Assignment => Among the records below, how many lines contain the word "public"? The answer is a single number.

Dataset entries =>
PR #1988, opened 2018-01-25
Feature/help details

idodeclare:
Hello,

Please consider for integration this patch to support a `help --detailed` switch for `OpenGrok` script and for `Indexer`. These following additional sections (excerpts) will be shown in the terminal:

AnalyzerGuru prefixes:
---
	MAKEFILE*  : Shell script

AnalyzerGuru extensions:
---
	*.ada     : Ada
	*.adb     : Ada
	*.ads     : Ada
	*.afm     : IgnorantAnalyzerFactory
	...

AnalyzerGuru magic strings:
---
	BZh                     : Bzip(2)
	\{7f}ELF                : ELF
	#!/usr/bin/env escript  : Erlang
	...

AnalyzerGuru magic matchers:
---
	Jar         : PK\{3}\{4} magic signature with 0xCAFE Extra Field ID
	Zip         : PK\{3}\{4} magic signature
	Mandoc      : heuristic matcher
	...

Configuration examples:
---
	
	<java version="1.8.0_25" class="java.beans.XMLDecoder">
	 <object class="org.opensolaris.opengrok.configuration.Configuration"/>
	</java>

	  
	  <void property="allowedSymlinks">
	   <void method="add">
	    <string>user-defined-element</string>
	   </void>
	  </void>
 
	  
	  <void property="bugPage">
	   <string>user-specified-value</string>
	  </void>

and lastly, the block comment in `OpenGrok` is revised as a `cat` that displays with `--detailed`:

	Supported Environment Variables:
	  - OPENGROK_CONFIGURATION      User Configuration (Shell Script)
	  - OPENGROK_NON_INTERACTIVE    Suppress Progress and Warnings Messages (*)
	  - OPENGROK_STANDARD_ENV       Run Time Shell Environment (Shell Script)
	...

Some addiitonal revisions to support their self-describability:
- `JarAnalyzerFactory` gets its own specific `Matcher`, and `ZipAnalyzerFactory`'s `Matcher` is revised to only apply to `ZipAnalyzerFactory`.
- Add `FileAnalyzerFactory.Matcher.forFactory()` method.
- Only return unmodifiable collections from `AnalyzerGuru`.

Thank you.


src/org/opensolaris/opengrok/configuration/ConfigurationHelp.java
```diff
@@ -0,0 +1,288 @@
...
+     * Gets sample content for a configuration XML file.
+     * @return a defined instance
+     * @throws RuntimeException if an error occurs producing the sample
+     */
+    public static String getSamples()
+            throws RuntimeException {
+
+        Configuration conf = new Configuration();
+        Class klass = conf.getClass();
+        klass.getDeclaredMethods();
```
vladak: This seems to throw away the returned array of Method objects. Is this necessary ?

src/org/opensolaris/opengrok/configuration/RuntimeEnvironment.java
```diff
@@ -529,39 +542,62 @@ public void setUrlPrefix(String urlPrefix) {
...
+     * N.b. the value is not mediated to {@link Configuration}.
      *
-     * @param value the mandoc program to use or {@code null}
+     * @param value a defined value or {@code null} to reset to use the
+     * {@link Configuration#getMandoc()} fallbacks
+     * @see #getMandoc()
      */
     public void setMandoc(String value) {
-        threadConfig.get().setMandoc(value);
+        mandoc = value;
```
vladak: use this.mandoc to be consistent with setCtags() ?

src/org/opensolaris/opengrok/index/Indexer.java
```diff
@@ -371,8 +387,13 @@ public static WebAddress parseWebAddress(String webAddr) {
...
             parser.on("-?", "-h", "--help", "Display this usage summary.").Do( v -> {
-                parser.help();
-                System.exit(status);
+                help = true;
+                helpUsage = parser.getUsage();
+            });
+
+            parser.on("--detailed",
+                "Display additional help with -h,--help.").Do(v -> {
+                helpDetailed = true;
```
vladak: What should happen if `--detailed` is used without `-h` ? Trigger an error or imply `help = 1` ? (in the latter case `--detailed-help` might be better)

test/org/opensolaris/opengrok/analysis/executables/JarAnalyzerFactoryTest.java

Output for this task => 4